──────── INPUT DATA

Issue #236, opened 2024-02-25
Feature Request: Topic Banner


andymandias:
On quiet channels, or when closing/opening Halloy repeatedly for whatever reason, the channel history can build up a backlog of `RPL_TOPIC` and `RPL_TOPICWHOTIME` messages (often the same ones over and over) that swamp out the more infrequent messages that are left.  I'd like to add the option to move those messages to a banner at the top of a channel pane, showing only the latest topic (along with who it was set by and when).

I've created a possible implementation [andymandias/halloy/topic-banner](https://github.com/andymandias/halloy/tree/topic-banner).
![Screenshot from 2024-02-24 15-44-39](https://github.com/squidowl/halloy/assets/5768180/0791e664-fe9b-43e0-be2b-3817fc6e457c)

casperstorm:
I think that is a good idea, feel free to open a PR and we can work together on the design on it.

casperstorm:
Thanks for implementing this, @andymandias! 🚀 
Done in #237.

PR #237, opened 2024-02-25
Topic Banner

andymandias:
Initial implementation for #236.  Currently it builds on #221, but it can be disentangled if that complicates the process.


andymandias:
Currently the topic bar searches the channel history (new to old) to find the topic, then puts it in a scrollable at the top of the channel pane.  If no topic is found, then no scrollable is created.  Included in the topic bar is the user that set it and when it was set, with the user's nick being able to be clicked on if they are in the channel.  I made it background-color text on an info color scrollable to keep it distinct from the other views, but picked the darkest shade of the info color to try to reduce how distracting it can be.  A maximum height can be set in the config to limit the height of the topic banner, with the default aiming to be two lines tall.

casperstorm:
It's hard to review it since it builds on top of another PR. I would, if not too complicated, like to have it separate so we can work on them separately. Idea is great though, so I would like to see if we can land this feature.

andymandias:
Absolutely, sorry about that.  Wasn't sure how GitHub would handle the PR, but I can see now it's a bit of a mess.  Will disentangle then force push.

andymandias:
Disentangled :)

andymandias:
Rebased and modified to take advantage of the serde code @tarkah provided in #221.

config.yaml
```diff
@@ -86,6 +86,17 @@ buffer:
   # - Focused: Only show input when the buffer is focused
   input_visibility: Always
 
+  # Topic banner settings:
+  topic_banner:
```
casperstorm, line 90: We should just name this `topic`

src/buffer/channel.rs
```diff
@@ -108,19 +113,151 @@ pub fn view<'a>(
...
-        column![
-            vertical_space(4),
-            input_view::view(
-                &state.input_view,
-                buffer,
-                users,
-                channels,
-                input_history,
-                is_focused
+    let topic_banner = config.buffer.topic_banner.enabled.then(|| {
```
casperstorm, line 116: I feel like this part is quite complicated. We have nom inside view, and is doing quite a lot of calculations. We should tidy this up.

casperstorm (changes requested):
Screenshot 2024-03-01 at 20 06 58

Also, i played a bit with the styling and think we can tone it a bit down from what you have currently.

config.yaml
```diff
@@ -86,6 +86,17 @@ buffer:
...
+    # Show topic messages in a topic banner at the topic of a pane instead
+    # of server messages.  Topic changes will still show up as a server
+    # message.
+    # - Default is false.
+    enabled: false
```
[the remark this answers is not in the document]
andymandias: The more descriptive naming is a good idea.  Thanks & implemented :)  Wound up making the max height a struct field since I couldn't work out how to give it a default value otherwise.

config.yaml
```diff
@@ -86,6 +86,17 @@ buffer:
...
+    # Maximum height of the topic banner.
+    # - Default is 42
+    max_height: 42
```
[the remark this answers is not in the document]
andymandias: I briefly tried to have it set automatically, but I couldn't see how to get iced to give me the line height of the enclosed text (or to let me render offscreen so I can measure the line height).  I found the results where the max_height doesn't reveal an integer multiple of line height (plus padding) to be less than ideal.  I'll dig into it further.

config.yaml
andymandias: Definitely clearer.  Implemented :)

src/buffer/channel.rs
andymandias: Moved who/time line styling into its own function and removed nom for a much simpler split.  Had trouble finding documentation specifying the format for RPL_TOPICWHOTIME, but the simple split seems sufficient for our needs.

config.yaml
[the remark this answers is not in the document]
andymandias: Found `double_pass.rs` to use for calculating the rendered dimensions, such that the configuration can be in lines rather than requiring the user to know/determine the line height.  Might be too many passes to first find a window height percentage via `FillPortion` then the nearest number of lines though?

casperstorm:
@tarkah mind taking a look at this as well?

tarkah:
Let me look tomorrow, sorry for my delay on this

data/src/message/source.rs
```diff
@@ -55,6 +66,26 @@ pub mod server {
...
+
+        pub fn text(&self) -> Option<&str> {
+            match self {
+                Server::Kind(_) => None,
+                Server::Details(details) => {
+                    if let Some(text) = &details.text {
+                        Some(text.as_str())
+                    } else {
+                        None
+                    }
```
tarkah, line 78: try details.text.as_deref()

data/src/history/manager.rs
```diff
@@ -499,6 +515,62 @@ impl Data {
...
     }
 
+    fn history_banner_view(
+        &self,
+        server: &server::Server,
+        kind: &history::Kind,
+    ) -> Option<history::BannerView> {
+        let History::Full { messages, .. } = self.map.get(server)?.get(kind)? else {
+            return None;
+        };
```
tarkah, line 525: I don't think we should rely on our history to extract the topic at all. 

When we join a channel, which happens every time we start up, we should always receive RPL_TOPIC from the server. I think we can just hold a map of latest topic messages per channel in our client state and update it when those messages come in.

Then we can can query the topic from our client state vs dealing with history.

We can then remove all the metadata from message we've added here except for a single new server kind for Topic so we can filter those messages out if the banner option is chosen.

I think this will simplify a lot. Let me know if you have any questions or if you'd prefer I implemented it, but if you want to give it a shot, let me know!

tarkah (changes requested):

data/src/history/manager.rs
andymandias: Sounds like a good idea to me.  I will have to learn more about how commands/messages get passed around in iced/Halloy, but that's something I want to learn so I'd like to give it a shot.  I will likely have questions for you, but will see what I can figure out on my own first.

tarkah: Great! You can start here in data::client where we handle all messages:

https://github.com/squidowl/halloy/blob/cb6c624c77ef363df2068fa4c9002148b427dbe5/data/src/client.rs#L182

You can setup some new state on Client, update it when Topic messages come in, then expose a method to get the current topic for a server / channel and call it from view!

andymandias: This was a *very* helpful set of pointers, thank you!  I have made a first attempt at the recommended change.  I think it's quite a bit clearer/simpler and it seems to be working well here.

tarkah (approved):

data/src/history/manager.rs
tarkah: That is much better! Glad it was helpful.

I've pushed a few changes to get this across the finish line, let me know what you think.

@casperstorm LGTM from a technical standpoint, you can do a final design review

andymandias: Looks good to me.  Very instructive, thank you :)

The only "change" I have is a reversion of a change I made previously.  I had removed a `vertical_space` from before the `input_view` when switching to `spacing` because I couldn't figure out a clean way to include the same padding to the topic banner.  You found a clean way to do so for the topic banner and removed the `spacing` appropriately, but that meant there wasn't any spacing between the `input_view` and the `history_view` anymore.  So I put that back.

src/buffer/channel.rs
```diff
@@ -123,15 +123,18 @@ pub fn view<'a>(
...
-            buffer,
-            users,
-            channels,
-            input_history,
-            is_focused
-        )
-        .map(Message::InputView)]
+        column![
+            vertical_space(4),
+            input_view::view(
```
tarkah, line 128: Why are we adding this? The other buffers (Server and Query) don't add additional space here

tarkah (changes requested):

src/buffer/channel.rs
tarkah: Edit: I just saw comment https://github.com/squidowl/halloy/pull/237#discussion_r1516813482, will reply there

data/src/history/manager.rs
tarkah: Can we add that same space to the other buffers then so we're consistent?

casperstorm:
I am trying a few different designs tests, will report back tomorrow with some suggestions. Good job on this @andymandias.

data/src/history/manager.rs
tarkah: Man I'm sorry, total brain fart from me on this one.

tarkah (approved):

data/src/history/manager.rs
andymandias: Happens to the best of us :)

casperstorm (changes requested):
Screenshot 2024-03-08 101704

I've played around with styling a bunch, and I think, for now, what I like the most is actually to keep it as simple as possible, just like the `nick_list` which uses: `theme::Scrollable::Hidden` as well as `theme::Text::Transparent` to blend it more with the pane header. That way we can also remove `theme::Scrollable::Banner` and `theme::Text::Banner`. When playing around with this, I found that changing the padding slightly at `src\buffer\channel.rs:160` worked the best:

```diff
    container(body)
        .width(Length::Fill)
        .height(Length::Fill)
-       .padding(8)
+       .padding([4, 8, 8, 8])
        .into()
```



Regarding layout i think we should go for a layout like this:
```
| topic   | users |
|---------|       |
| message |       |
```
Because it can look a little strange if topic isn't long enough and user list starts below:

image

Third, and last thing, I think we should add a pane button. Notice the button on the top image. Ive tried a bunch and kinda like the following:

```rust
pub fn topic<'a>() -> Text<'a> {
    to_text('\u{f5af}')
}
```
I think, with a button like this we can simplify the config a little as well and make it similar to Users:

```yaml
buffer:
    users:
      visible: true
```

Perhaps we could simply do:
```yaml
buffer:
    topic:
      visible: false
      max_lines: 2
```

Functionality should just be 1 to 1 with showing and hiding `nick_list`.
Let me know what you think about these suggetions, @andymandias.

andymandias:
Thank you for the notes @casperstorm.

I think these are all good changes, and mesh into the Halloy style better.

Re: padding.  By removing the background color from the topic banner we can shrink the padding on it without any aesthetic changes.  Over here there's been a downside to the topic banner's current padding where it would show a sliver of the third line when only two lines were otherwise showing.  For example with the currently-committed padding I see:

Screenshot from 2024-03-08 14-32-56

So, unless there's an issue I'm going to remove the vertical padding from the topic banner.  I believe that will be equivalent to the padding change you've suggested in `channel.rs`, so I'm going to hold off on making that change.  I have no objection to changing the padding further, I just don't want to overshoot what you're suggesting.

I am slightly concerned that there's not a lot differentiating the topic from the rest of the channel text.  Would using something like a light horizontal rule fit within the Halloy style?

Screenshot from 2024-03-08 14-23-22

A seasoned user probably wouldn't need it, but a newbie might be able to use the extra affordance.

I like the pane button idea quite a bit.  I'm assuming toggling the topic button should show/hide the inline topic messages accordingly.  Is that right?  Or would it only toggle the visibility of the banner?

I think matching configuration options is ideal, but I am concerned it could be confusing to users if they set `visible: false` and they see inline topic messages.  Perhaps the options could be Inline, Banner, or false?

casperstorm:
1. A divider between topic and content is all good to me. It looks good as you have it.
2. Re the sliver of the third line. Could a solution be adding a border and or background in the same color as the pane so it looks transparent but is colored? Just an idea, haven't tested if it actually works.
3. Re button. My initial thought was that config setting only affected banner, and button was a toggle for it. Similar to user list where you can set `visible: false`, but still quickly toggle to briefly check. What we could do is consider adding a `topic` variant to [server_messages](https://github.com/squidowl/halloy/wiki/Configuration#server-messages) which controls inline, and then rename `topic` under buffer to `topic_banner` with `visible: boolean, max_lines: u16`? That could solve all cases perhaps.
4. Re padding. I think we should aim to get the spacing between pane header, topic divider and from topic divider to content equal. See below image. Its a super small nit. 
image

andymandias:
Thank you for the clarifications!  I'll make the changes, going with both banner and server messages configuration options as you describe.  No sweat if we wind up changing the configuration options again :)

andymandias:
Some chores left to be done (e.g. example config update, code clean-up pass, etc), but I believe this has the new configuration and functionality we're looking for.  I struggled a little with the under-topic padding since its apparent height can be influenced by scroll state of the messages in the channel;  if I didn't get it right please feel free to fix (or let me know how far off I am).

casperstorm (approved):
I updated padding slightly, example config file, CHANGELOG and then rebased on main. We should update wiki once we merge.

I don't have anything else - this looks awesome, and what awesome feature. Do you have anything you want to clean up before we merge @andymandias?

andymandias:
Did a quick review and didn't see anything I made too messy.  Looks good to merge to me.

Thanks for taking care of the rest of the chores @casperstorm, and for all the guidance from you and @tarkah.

────────────────

**YOUR INSTRUCTIONS**
Consider the entries above and return each line with the string "style".

**EXERCISE SOLUTION**
I think these are all good changes, and mesh into the Halloy style better.
I am slightly concerned that there's not a lot differentiating the topic from the rest of the channel text.  Would using something like a light horizontal rule fit within the Halloy style?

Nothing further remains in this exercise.